### Problem
Would you reproduce exactly the lines below from the one holding "fpacifici: re: pipeline" through the one holding "So we need to", inclusive, and no others?

[[ Entries provided, beginning ]]

PR #18, opened 2025-02-20
WIP; windowing, aggregation

ayirr7:


py/sentry_streams/pipeline.py
```diff
@@ -114,5 +126,21 @@ class Map(WithInput):
...
+    # group_by_key: refactor to Callable reference
+    group_by_key: Callable[..., Any]
+    # windowing mechanism, is this going to be mandatory?
+    # windowing: Window
+    # aggregation (use standard accumulator)
+    aggregate_fn: Accumulator
+    step_type: StepType = StepType.REDUCE
+    # storage: a fixed (enum?) set of storage backends we provide
+    # consider making this a class
+    storage: StateBackend = StateBackend.HASH_MAP
```
fpacifici, line 144: Isn't the storage hidden by the accumulator at times ?
Think about these cases:
- Aggregation with windowing and producing the output. Here we can separate aggregaiton function from store as we can store the aggregation state where we want.
- Global state: accumulating counts in postgres. Here the storaeg is application specific so there is no point in separating the two.

py/sentry_streams/user_functions/agg_template.py
```diff
@@ -0,0 +1,28 @@
...
+    def add(self, acc: Any, value: Any) -> Any:
+        raise NotImplementedError
+
+    @abstractmethod
+    def get_output(self, acc: Any) -> Any:
+        raise NotImplementedError
+
+    @abstractmethod
+    def merge(self, acc1: Any, acc2: Any) -> Any:
+        raise NotImplementedError
```
fpacifici, line 21: Hint. Try to make this generic rather than have `Any` as type everywhere.

py/sentry_streams/user_functions/agg_template.py
```diff
@@ -0,0 +1,28 @@
+from abc import ABC, abstractmethod
+from typing import Any
+
+
+class Accumulator(ABC):
```
fpacifici, line 5: Do you have a sense on which accumulators we will provide out of the box ?

fpacifici (commented):
Some early comments

py/sentry_streams/pipeline.py
```diff
@@ -114,5 +126,21 @@ class Map(WithInput):
...
+    function: Callable[..., Any]
     step_type: StepType = StepType.MAP
+
+
+@dataclass
+class Reduce(WithInput):
+    # group_by_key: refactor to Callable reference
+    group_by_key: Callable[..., Any]
+    # windowing mechanism, is this going to be mandatory?
+    # windowing: Window
```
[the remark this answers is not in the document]
ayirr7: Yep, plan was to add that next

py/sentry_streams/pipeline.py
```diff
@@ -114,5 +126,21 @@ class Map(WithInput):
...
-    function: str
+    function: Callable[..., Any]
     step_type: StepType = StepType.MAP
+
+
+@dataclass
+class Reduce(WithInput):
+    # group_by_key: refactor to Callable reference
+    group_by_key: Callable[..., Any]
+    # windowing mechanism, is this going to be mandatory?
```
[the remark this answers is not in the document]
ayirr7: as discussed offline, we'll support that use case (for now) using windowed aggregation + sink. 

So windowing will be required in this iteration of the API

py/sentry_streams/pipeline.py
ayirr7: I _think_ this is the same discussion we had related to https://github.com/getsentry/streams/pull/18#discussion_r1964903269

I can leave a TODO to come back to this in a next PR since this once is getting large

py/sentry_streams/user_functions/agg_template.py
ayirr7: will do, right now just getting things working with Flink

ayirr7:
Still todo for this PR:
- Address typing comment above (move to Generics)
- Add tests

py/sentry_streams/pipeline.py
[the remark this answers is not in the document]
ayirr7: Added by allowing users to configure windows and triggers

py/sentry_streams/flink/flink_fn_translator.py
```diff
@@ -0,0 +1,114 @@
...
+    Convert a timedelta object to a Time type representation in milliseconds.
+    """
+
+    total_milliseconds: int = int(timestamp.total_seconds() * 1000)
+
+    flink_time: Time = Time.milliseconds(total_milliseconds)
+    return flink_time
+
+
+class FlinkWindows:
```
ayirr7, line 74: I think this translation needs some work. 

Right now, the API exposes only a few specific window, trigger combinations that a user can pick from. One benefit of this is that we can just use some of the `WindowAssigners` that Flink offers out of the box. Down the road though, this translation will need to be more flexible. 

Flink exposes a `WindowAssigner` interface which we could try to implement as a translation mechanism. This is a possibility, will just require a little more understanding of Flink's internals. 

Open to any other ideas as well.

py/sentry_streams/user_functions/agg_template.py
ayirr7: Not yet. I think that might be a good idea for next PR. Leaving a TODO

py/sentry_streams/pipeline.py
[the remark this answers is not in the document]
ayirr7: Another point. Windows that close by event time are inherently tied to the watermarking strategy. 

This strategy can be set directly on the source especially if we're using something like Kafka. We can also allow users to configure their own as part of a step like Reduce, though I believe that's not recommended because that would mean a new watermarked stream is being produced as part of the step. 

WDYT about how we should configure watermarking strategy?

py/sentry_streams/flink/flink_adapter.py
```diff
@@ -81,5 +91,45 @@ def map(self, step: Map, stream: Any) -> Any:
...
+
+        else:
+            windowed_stream = time_stream.window_all(window_assigner).trigger(trigger)
+
+        return_type = agg.get_output.__annotations__["return"]
+
+        # TODO: Figure out a systematic way to convert types
+        return windowed_stream.aggregate(
+            FlinkAggregate(agg),
+            accumulator_type=Types.TUPLE([Types.STRING(), Types.INT()]),
```
markstory, line 133: Could accumulators collect other aggregation types as well?

py/sentry_streams/pipeline.py
markstory: > Global state: accumulating counts in postgres. Here the storaeg is application specific so there is no point in separating the two.

We could separate the accumulation logic from the flush to postgres concerns. We may also have scenarios where we need to flush streaming aggregations to redis.

py/sentry_streams/user_functions/function_template.py
```diff
@@ -0,0 +1,38 @@
...
+    Define these functions to build a custom
+    Accumulator for aggregation.
+    """
+
+    @abstractmethod
+    def create(self) -> Any:
+        raise NotImplementedError
+
+    @abstractmethod
+    def add(self, acc: Any, value: Any) -> Any:
```
untitaker, line 17: I would try to type this out properly soon. from what I understand `value` comes from the previous step, and `acc` can be a custom type specific to the reduce step.

if the two types are equal (like in your word counter example), maybe we can allow the user to only specify one function, since `add` and `merge` would do the same thing?

py/sentry_streams/example_config.py
```diff
@@ -13,12 +17,26 @@
...
+# Windows are assigned 3 elements.
+# But aggregation can be triggered as soon as 2 elements are seen.
+reduce_window = TumblingCountWindow(trigger=CountingTrigger(2), window_size=3)
+
+reduce = Reduce(
+    name="myreduce",
+    ctx=pipeline,
+    inputs=[map],
+    windowing=reduce_window,
+    aggregate_fn=WordCounter(),
```
untitaker, line 33: WordCounter is usercode, shouldn't we make it so that the pipeline definition does not directly import user code? same question about map

fpacifici: re: pipeline definition importing user code. 

I don't think that's a problem as long as the imported user code does not impact the semantics of the pipeline definition itself. 

Example of ok behavior:
- user code contains the map function, the pipeline definition imports that and references it inside the python file that adds the Map step. This is good ergonomics for the product engineers that do not have to split the two in a way we cannot enforce anyway. 

Example of bad behavior:
- Import user code, add a Map step to the pipeline conditionally according to an `if` branch which relies on user code. That defies the purpose of a declarative and static pipeline definition.

So we need to dig a bit deeper on how to enforce the proper behavior and forbid the negative one. I suspect preventing user code where the pipeline definition entirely is not going to solve the problem (how would we enforce that?). If we are able to enforce that separation we should also be able to prevent the bad behavior without preventing the user from referencing user code from the python module where the pipeline is.

untitaker: >  user code contains the map function, the pipeline definition imports that and references it inside the python file that adds the Map step. This is good ergonomics for the product engineers that do not have to split the two for pipelines that are entirely defined in the same codebase.

if we allow user code to be referenced by function pointer as it is done here, then it's not possible to load the graph and reason about it without importing all of sentry. we should find a way to allow people to reference user code without forcing the pipeline builder to import it. in previous examples this meant referencing functions by import path rather than pointer.

fpacifici: >  we should find a way to allow people to reference user code without forcing the pipeline builder to import it

What is your concern? We cannot do much about the pipeline without importing the application code anyway.

untitaker: isn't that one of the things we agreed on inside of that meeting, that we should not allow people to import `django.conf` etc? this is what it means to me to import the application. we should draw a clear line between the pipeline definition and the application code that can and will do arbitrary things at import time.

fpacifici: > isn't that one of the things we agreed on in-person, that we should not allow people to import django.conf etc?

I would not be too strict about those early decisions. Now that we are seeing the real code and product engineers have a chance to try to build build on it we should be flexible.
For example there is already feedback against defining the pipeline with classes that reference the previous step: https://www.notion.so/sentry/Response-to-Filippo-s-Comments-1978b10e4b5d80dbb4c8fcd0ca687753?pvs=4#19a8b10e4b5d805bbbcde02a9192856b.

> that we should not allow people to import django.conf etc? this is what it means to me to import the application. we should draw a clear line between the pipeline definition and the application code that can and will do arbitrary things at import time.

I see your concern, though we will have to import all of that to run the pipeline anyway. So, since preventing application code import will be a controversial decision (pipeline authors will push back) and will be hard to enforce, we need to be very clear on the rationale and the tradeoff. 
What about this: let's capture pros and cons here as it has impact on this specific point then I will capture it in our architecture docs and bring the conversation out.

> that issue would be exarcerbated once we get into cross-application pipeline definitions, where with this design, in order to figure out the pipeline graph we'd then have to import both sentry and snuba.

You are right on this. I put some thoughts into this lately and I believe in the end we will have to support a yaml style representation for pipelines that that are cross code base. That will always be supported and likely the priamry way to define a pipeline. 
I see the python one as possible syntactic sugar to provide a better ergonomics and reduce friction for the pipelines that are fully contained in the python code base. The semantics of the produced graph would be identical.

py/sentry_streams/flink/flink_adapter.py
ayirr7: For sure. We need to figure out a way to sytematically convert Python types into types that Flink understands. 

Hence the TODO comment

py/sentry_streams/window.py
```diff
@@ -0,0 +1,108 @@
...
+
+@dataclass
+class CountingTrigger(Trigger):
+    """
+    Specifically triggers window functions
+    (for example, aggregates) when the number
+    of elements in a window exceeds the count.
+    """
+
+    count: int
```
fpacifici, line 33: Isn't the type of trigger coupled to the type you have in the Window (datetime vs count)?
In other words, I'd assume we cannot use an IntervalTrigger in a SlidingCountWindow.

If I am correct, I think we should force a specific type of window to have a specific type of trigger.
Can we do this with type hints maybe making the Trigger generic with respect to the type used inside and force a window adn trigger to use the same type when the type hint is resolved?

py/sentry_streams/user_functions/function_template.py
```diff
@@ -0,0 +1,38 @@
+from abc import ABC, abstractmethod
+from typing import Any
+
+
+class Accumulator(ABC):
```
fpacifici, line 5: How is this going to be related with the storage choice? 
Are Accumulator and Storage separate entities or would they be connected ?

py/sentry_streams/flink/flink_fn_translator.py
fpacifici: Exposing a subset of the primitives is ok. Actually it is a desirable behavior for a platform:
- We can be opinionated on the data model and the capabilities we want to expose rather than simply inheriting everything the runtime underneath supports. This allows us to focus on what is important for the application and allows for maintainability.
- We have an easier time in supporting multiple runtimes.
- The value of the platform is often to put the right restrictions to guarantee we follow an architecture, which allows for consistency in how we solve problems.

Obviously finding the right constraints and the right primitives to expose is the hard part. At this point what you provided is more than enough.

py/sentry_streams/window.py
ayirr7: I think there are cases in which the two don't have to match, for example:
- Global windows. These will window all data seen if they have the same key. You can apply a variety of Triggers to this. 
- Your condition for closing windows is different from the condition for triggering a computation. What if you want to window data by their event times (and you could have late data), but you want to trigger computation as soon as you have X events in the window? (Something like an alert threshold being exceeded?)

Flink also allows you to plug in/customize triggers with whatever windowing mechanism you have. 

Don't know if we want to anticipate this level of flexibility already. WDYT?

py/sentry_streams/example_config.py
fpacifici: I created a daci for the discussion https://www.notion.so/sentry/DACI-How-do-we-wire-operators-with-each-other-in-the-pipeline-1a58b10e4b5d80ff8f73f55b7feb4405

py/sentry_streams/window.py
ayirr7: Discussed offline:

since we don't have any use cases in mind which will need a trigger that's different from the window type, we can just remove triggers altogether for now.

ayirr7:
Reminder to self: 

- Think about how to provide input and output types for each step in the Pipeline, and how to represent that
- How does that correlate with translation to runtime-specific Types/abstractions

fpacifici:
> Think about how to provide input and output types for each step in the Pipeline, and how to represent that

We have a task for this https://github.com/getsentry/streams/issues/25

py/sentry_streams/pipeline.py
```diff
@@ -145,3 +159,12 @@ class Filter(TransformStep[bool]):
 
     function: Union[Callable[..., bool], str]
     step_type: StepType = StepType.FILTER
+
+
+@dataclass
+class Reduce(WithInput, Generic[MeasurementUnit, InputType, IntermediateType, OutputType]):
+    windowing: Window[MeasurementUnit]
+    aggregate_fn: Accumulator[InputType, IntermediateType, OutputType]
+    group_by_key: Optional[GroupBy] = None
```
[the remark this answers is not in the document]
ayirr7: Turns out, there's a lot of flexibility with Flink. Grouping by on a stream does **not necessarily** produce a (K, V) pair output stream (you could have the same type in the input and keyed stream even). With Flink, the intermediate / accumulator type doesn't have to be a (K, V) either.

You could do something like this in Flink:

```
class Event:
   
     key: ...
     count: ...
     sum: ...


class AverageCalculator(Accumulator[Event, RiyasAverage, Tuple[RiyasAverage, ...]]):

    def create(self) -> RiyasAverage:
        return RiyasAverage(...)

    def add(self, acc: RiyasAverage, value: Event) -> RiyasAverage:
        ...

    def get_output(self, acc: RiyasAverage) -> Tuple[RiyasAverage, ...]:
       ....

    def merge(self, acc1: RiyasAverage, acc2: RiyasAverage) -> RiyasAverage:
        ...


output_stream = input_stream.group_by(lambda event: event.key).window(...).aggregate(AverageCalculator)

```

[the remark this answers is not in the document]
ayirr7: > the output would not contain the specific window (group by key)

What if the aggregation doesn't produce a result stream but instead only flushes windows to a DB (for example). Do we want to allow this? 

> the output would not contain the specific window (group by key)

Group by is optional right now. We'll probably have a `Union[]` of the non-group by and the group-by Accumulator types.

py/sentry_streams/pipeline.py
ayirr7: I've taken a stab at this via the `AggregationBackend`. Right now, the backend can take the output of the Accumulator and flush it to a configurable storage. 

Let me know what you all think of this interface.

py/sentry_streams/user_functions/function_template.py
ayirr7: Added `AggregationBackend`. It's a WIP that needs some feedback.

ayirr7:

[[ Entries provided, end ]]

### Task response
fpacifici: re: pipeline definition importing user code. 

I don't think that's a problem as long as the imported user code does not impact the semantics of the pipeline definition itself. 

Example of ok behavior:
- user code contains the map function, the pipeline definition imports that and references it inside the python file that adds the Map step. This is good ergonomics for the product engineers that do not have to split the two in a way we cannot enforce anyway. 

Example of bad behavior:
- Import user code, add a Map step to the pipeline conditionally according to an `if` branch which relies on user code. That defies the purpose of a declarative and static pipeline definition.

So we need to dig a bit deeper on how to enforce the proper behavior and forbid the negative one. I suspect preventing user code where the pipeline definition entirely is not going to solve the problem (how would we enforce that?). If we are able to enforce that separation we should also be able to prevent the bad behavior without preventing the user from referencing user code from the python module where the pipeline is.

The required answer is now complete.